** WHAT TO PRODUCE **
For the records below, output each line exactly as it appears, from the first through the line with "- historical unscoped".

** DATASET EXTRACT **
PR #207, opened 2026-08-14
fix(mcp): bound app-v23 boot and list scope

l33tdawg:
## Summary
- resolve domainless app-v23 sage_list calls through signed caller standing and query the exact authenticated home domain
- bound app-v23 sage_inception standing discovery and home-domain count while preserving pre-v23 unscoped behavior
- preserve explicit list domains exactly with zero self lookup/remapping and document the versioned behavior

## Regression coverage
- historical unscoped app-v23 422 is never attempted
- exact home-domain query escaping
- explicit-domain zero lookup/remap
- pre-v23 domainless list and inception count remain unscoped
- client-side standing/count cancellation budgets and finite replay behavior

## Verification
- focused new tests x10
- full internal/mcp package
- full go test ./...
- go vet ./internal/mcp
- git diff --check

### DIFF
--- a/docs/reference/mcp-tools.md
+++ b/docs/reference/mcp-tools.md
@@ -113,10 +113,15 @@ before any other action in every new conversation.
 - `bookend`: call `sage_turn` only at session start/end to conserve tokens.
 - `on-demand`: SAGE tools are passive; only call when the user explicitly asks.
 
-**REST:** `POST /v1/agent/register`, then the signed caller-scoped
-`GET /v1/memory/list?limit=1&status=committed` count path. Optional boot
-preferences use their dedicated dashboard settings routes; inception never
-uses the CEREBRUM operator-only `/v1/dashboard/stats` surface.
+**REST:** `POST /v1/agent/register`, then signed
+`GET /v1/agent/me?view=standing` discovery. On app-v23, inception counts only
+the exact authenticated `home_domain` with a separately deadline-bounded
+`GET /v1/memory/list?domain=...&limit=1&status=committed`; it never starts with
+the historical unscoped query, which can correctly return `422 Query too broad`
+on a mature corpus. Pre-v23 nodes retain the historical signed caller-scoped
+`GET /v1/memory/list?limit=1&status=committed` count. Optional boot preferences
+use their dedicated dashboard settings routes; inception never uses the
+CEREBRUM operator-only `/v1/dashboard/stats` surface.
 `GET /v1/dashboard/settings/boot-instructions`,
 `GET /v1/dashboard/settings/memory-mode`, `POST /v1/embed`,
 `POST /v1/memory/submit`
@@ -587,7 +592,7 @@ specific status, or tagged with a label.
 
 | Name     | Type   | Required | Description |
 |----------|--------|----------|-------------|
-| `domain` | string | no       | Filter by domain tag. |
+| `domain` | string | no       | Exact domain tag. When omitted, app-v23 resolves the authenticated caller's exact home domain; pre-v23 retains the historical unscoped list. An explicit domain is never looked up or remapped. |
 | `tag`    | string | no       | Filter by user-defined tag. |
 | `status` | string | no       | Filter by status: `proposed`, `committed`, `deprecated`. |
 | `limit`  | int    | no       | Max results. Default: 20. |
@@ -598,7 +603,11 @@ specific status, or tagged with a label.
 - `memories`: array of `{memory_id, content, domain, confidence, type, status, created_at}`.
 - `total_count`: total matching memories.
 
-**REST:** `GET /v1/memory/list`
+**REST:** When app-v23 `domain` is omitted, signed
+`GET /v1/agent/me?view=standing` followed by
+`GET /v1/memory/list?domain=<exact-home>...`. Explicit domains go directly to
+`GET /v1/memory/list` with no self lookup or remapping. Pre-v23 domainless calls
+retain the historical unscoped request.
 
 App-v23 examines at most 8,192 raw authorization candidates per request. An
 offset above 7,900 or a page that cannot be authorized within that raw budget
--- a/docs/reference/mcp-tools.md
+++ b/docs/reference/mcp-tools.md
@@ -118,7 +118,13 @@ before any other action in every new conversation.
 the exact authenticated `home_domain` with a separately deadline-bounded
 `GET /v1/memory/list?domain=...&limit=1&status=committed`; it never starts with
 the historical unscoped query, which can correctly return `422 Query too broad`
-on a mature corpus. Pre-v23 nodes retain the historical signed caller-scoped
+on a mature corpus. An exact zero home count is not sufficient to declare an
+established migrated agent fresh because its legacy `general`, `self`, or
+`meta` corpus may no longer be caller-enumerable. App-v23 seeds only when the
+same call atomically reports a first-time `registered` identity and its exact
+home count is zero; `already_registered` zero-home callers take the
+non-mutating awakened path. Malformed, inexact, or transient counts likewise
+fail closed. Pre-v23 nodes retain the historical signed caller-scoped
 `GET /v1/memory/list?limit=1&status=committed` count. Optional boot preferences
 use their dedicated dashboard settings routes; inception never uses the
 CEREBRUM operator-only `/v1/dashboard/stats` surface.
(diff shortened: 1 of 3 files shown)


l33tdawg (commented):
CODE GO at exact head ad88afda747f740803889340728e1eabb84ee7f3 over protected main/base 34eb3eee48b151db353a5381608332cf4a1a898b.

Rebase integrity: original implementation head 554b02aa5bf3b9e807a9a064c97d91c83b343409 and rebased implementation commit 1cca40968db75671eead39fc27278d80b0122287 have the identical stable patch ID 65c75faa46b7bc9a01793a6e06e0fbda4fc0769c. The replacement adds only ad88afda's fixed deadline ceilings/test strengthening.

Semantics verified: app-v23 domainless sage_list resolves signed standing once and lists only the exact escaped home domain; explicit domains skip lookup and are never remapped; legacy canonical 404 preserves the pre-v23 unscoped request; app-v23 inception registers first, resolves exact standing, and counts only the escaped home domain without probing the broad route; home discovery and count have independent 1.5s/750ms production budgets guarded by fixed 2s/1s maxima.

Local exact-head evidence: focused scope/deadline suite x5 PASS; focused race PASS; full internal/mcp PASS; go vet PASS. Independent mutations disabling domainless resolution, remapping explicit domains, reverting inception to the broad count, and inflating both budgets each fail the intended focused oracle. Docs match implementation.

Hosted exact-head gates are all green, including Lint, Test, CodeQL both languages, app-v20, app-v26, Build, Byzantine, vulnerability, frontend, Python SDK, and native macOS/Linux/Windows. Head/base re-frozen unchanged; mergeable MERGEABLE and mergeState CLEAN. The PR remains DRAFT, so CODE/CI GO is not merge authorization. Same-account GitHub authorship permits COMMENTED rather than APPROVED.

l33tdawg (commented):
**CODE NO-GO** at exact head `ad88afda747f740803889340728e1eabb84ee7f3` over base `34eb3eee48b151db353a5381608332cf4a1a898b`. Read-only review, branch untouched.

One blocking finding. Everything else below is non-blocking and several reported items were **refuted** in verification and are not listed. **Coverage was incomplete — see the disclosure at the end before weighting this verdict.**

---

## BLOCKING — `sage_inception` re-seeds an established agent as a fresh brain

`internal/mcp/tools.go:3202-3207` scopes the boot count to `self.HomeDomain`, but the fresh-vs-returning decision at `:3240-3243` and the branch at `:3258` (`if totalMemories > 0`) were written against the **unscoped** count and were not updated. An app-v23 agent with an assigned-but-empty home domain now yields `total_memories:0` with `total_exact:true`, falls into the seeding branch, writes **5 foundational memories to consensus**, and returns `"inception_complete"` with *"SAGE memory initialized."* — telling an agent with an existing corpus that its brain was just created.

Reproduced head-vs-base against a stub node:

```
HEAD: status=inception_complete  memories_seeded=5  submits=5  msg="SAGE memory initialized…"
BASE: status=awakened            memories_seeded=<nil> submits=0  msg="Welcome back…"
```

The `0`/`exact` pair is exactly what the real server emits for an empty domain — `totalExact := exhausted && !hasMore` at `api/rest/memory_handler.go:3933`, with both fields present post-v23 at `:4113-4114`. And `callerScopedMemoryCountForDomain` decodes into a typed struct (`tools.go:2691-2716`), so the `.(int)` assertion at `:3242` succeeds rather than failing on a JSON `float64`.

**The reachability is worse than it first looks, and this is what makes it blocking rather than an edge case.** `internal/store/appv23_local_rbac.go:2543-2558` assigns a legacy agent that owns no non-shared domain a **synthesized, brand-new, empty** home: `base := "local-" + agentID`. A pre-v23 agent that used the MCP defaults owns no such domain, because the legacy write default is `"general"` (`tools.go:700`) and the legacy seeds go to `"self"`/`"meta"` (`tools.go:3362-3399`) — all three are reserved shared names (`internal/store/shared_domains.go:60-63`) barred from being a home domain (`appv23_local_rbac.go:3858-3862`, mirrored in `internal/abci/appv23_local_rbac.go:763-767`).

So the first post-migration `sage_inception` for that cohort counts an empty `local-<agentID>` while the agent's whole corpus sits in `general`/`self`/`meta`. That is a **release cohort reached by the default migration path**, not an administrator typo.

Existing guards were checked and do not cover it: `callerStatusCountsAreReportable` (`tools.go:2652-2660`) rejects only *inexact* zeros and is wired solely into `callerBoundedStatus`; `TestSageInceptionInexactZeroCountNeverSeedsOverExistingMemory` (`tools_test.go:3909`) covers only the inexact case. The empty-`HomeDomain` short-circuit at `:3203-3204` guards an empty domain *name*, not an empty *domain*. A 403 on the home domain is handled correctly and is not a seeding path.

**Severity honestly stated:** no memory is lost or altered, and because `sage_recall` stays unscoped when `domain` is omitted (`tools.go:1018`), the agent's real corpus returns on its next `sage_turn` — the false "fresh brain" claim self-corrects within a turn. What does not self-correct is 5 unrequested writes committed to consensus per affected agent, and a migration cohort being told its history did not exist. That is why it is blocking for a release rather than a follow-up.

---

## NON-BLOCKING

**1. Both empty-home-domain guards are entirely untested.** Deleting the guard in `toolList` (`tools.go:2377-2380`) leaves `./internal/mcp` fully green; the same is true for the `toolInception` guard at `:3203-3204`. Given the PR lists five regression properties, these two are worth a test each — they are the error paths a caller is most likely to hit first.

**2. Domainless `sage_list` hard-fails on any transient standing failure.** `tools.go:2371-2376` blocks on `GET /v1/agent/me?view=standing` and converts a 503, a connection error, or budget expiry into a hard tool error without ever attempting the list. Verified: with `/v1/agent/me` returning 503 and `/v1/memory/list` healthy, head returns an error and issues **zero** list requests where base returned results. `toolInception` degrades gracefully on the identical failure class via `inceptionErrorStanding` (`:3213-3235`); `sage_list` does not. The asymmetry may be deliberate — a standing failure is an authentication-standing failure and your own comment at `:651-653` argues it *must remain loud* — so I am raising it as a question rather than a defect. Worth noting it also applies on pre-v23 nodes, where the 422 this PR exists to fix cannot occur.

**3. Read-only-profile agents lose the domainless list.** An ACTIVE read-only enrollment must have `HomeDomain == ""` by consensus invariant (`appv23_local_rbac.go:3851-3852`, cleared explicitly at `:4160-4163`), while `ValidateAppV23Policy` grants that profile `AgentCapabilityReadAllDomains` (`:927-931`). So the profile authorized to read *every* domain is the one the new guard hard-errors, and the error advises asking an administrator for a home domain the node will refuse to assign. Verification narrowed the "no workaround" framing — an explicit `domain` still works — so this is a usability regression, not lost capability. The error text is the actionable part.

**4. Same population boots as `temporarily_unavailable` / `retryable:true` forever.** The empty-home error at `:3204` is a bare `errors.New`, so `inceptionErrorStanding` returns retryable (`:3063-3066`). Correct shape for an outage, wrong for a permanent invariant — a compliant agent will retry every session for a condition that can never clear.

**5. Minor:** `inception` stats still report `scope:"caller"` while the number is now home-domain-only; both new deadline tests block on an unguarded channel receive, so a localized failure becomes a CI timeout rather than a named assertion.

---

## VERIFIED GOOD

**Deadline and context handling is correct.** Both new scopes derive from the caller's context (`tools.go:2371, 3193, 3201`), so a cancelled parent cancels immediately and cannot be extended. They are sequential rather than nested — worst case 1500 + 750 = 2250 ms. This is **not** a tail-latency regression: the count was previously issued on the unbounded parent context, so the tail improves; the genuinely new cost is the ~1500 ms standing call on the list path.

**The motivation is real.** `errAppV23DisclosureScanBudget` → 422 *"Query too broad"* at `api/rest/memory_handler.go:4062` is reachable today for a mature app-v23 caller on the unscoped list, so this is fixing a live failure.

**The explicit-domain path is genuinely un-remapped**, matching the doc claim. **The suite is not vacuous overall** — `go test ./internal/mcp/` passes at head, `-race` included, and the new `atomic.Int32` counters are race-clean. `callerScopedMemoryCountForDomain` correctly `url.QueryEscape`s the domain (`:2699`).

---

## COVERAGE DISCLOSURE

Two of four review dimensions — **dedicated RBAC/bypass hunting and documentation accuracy** — terminated on an API error before completing. What I report above stands on its own evidence, but I did **not** complete a systematic bypass sweep or a full docs-consistency check, and this verdict should not be read as clearing those dimensions. Given `docs/reference/` is authoritative in this repo, the docs diff in particular deserves a pass I did not finish.

Every finding above was put through an adversarial verifier instructed to refute it by default; findings that did not survive were dropped and are not listed, and several severities here are the verifier's corrected values rather than the original reviewer's. Mutations were run in a git-free harness after an initial `cp -a` left `.git` pointing at the shared worktree.

Reviewed read-only at the exact head. No branch edits, no pushes. Merge authority is not mine.

PR #208, opened 2026-08-14
docs: correct drift against shipped v11.18.11

l33tdawg:
**Draft — merge authority codex's.** Base `9ff03586`. **Docs-only**: `git diff --name-only` returns four `.md` files and nothing else.

Every change was **verified against code before editing**, not taken from a report. Where a reported finding didn't survive checking, I dropped it and said so.

## What was wrong

**`SECURITY_FAQ.md` was pinned to v11.6.1** — twelve releases stale, on the document a reader consults for the **threat model**. Both release pins now read v11.18.11.

It also hedged that *"v11.6 **may** carry that same authenticated protocol over libp2p NAT traversal and Circuit Relay v2."* That shipped — `natter/go.mod` pins libp2p v0.48.0, circuit relay is in `natter/host.go`, and `deploy/federation-acceptance/run.sh` exercises it. I verified all three before turning a hedge into an assertion. It now states the fact.

**`docs/ARCHITECTURE.md`** claimed chi **v5.2.2** and BadgerDB **v4.5.0**; `go.mod` pins **v5.3.1** and **v4.9.6**. It claimed **62** REST endpoints; `api/rest/server.go` registers **112**.

Its Messages section **predated per-session claim ownership entirely**:
- the table it presents as the canonical REST surface omitted `PUT /v1/messages/{id}/handoff`
- the lifecycle described a claim with no notion of an owning session
- the MCP tool list omitted `sage_message_handoff`

A reader building against it had no way to discover why a second runtime sharing one agent identity is refused when it replies.

Its Makefile table said `make benchmark` runs k6. It runs the **authenticated Ed25519-signed Python** load test; k6 is `make benchmark-k6`, **which was undocumented** — so a reader wanting k6 ran the wrong target and never learned the right one existed.

**`docs/GETTING_STARTED.md`** advertised **32** MCP tools. Both `docs/reference/mcp-tools.md` and `internal/mcp/server_test.go` pin **33**.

** WRITTEN RESPONSE **
PR #207, opened 2026-08-14
fix(mcp): bound app-v23 boot and list scope

l33tdawg:
## Summary
- resolve domainless app-v23 sage_list calls through signed caller standing and query the exact authenticated home domain
- bound app-v23 sage_inception standing discovery and home-domain count while preserving pre-v23 unscoped behavior
- preserve explicit list domains exactly with zero self lookup/remapping and document the versioned behavior

## Regression coverage
- historical unscoped app-v23 422 is never attempted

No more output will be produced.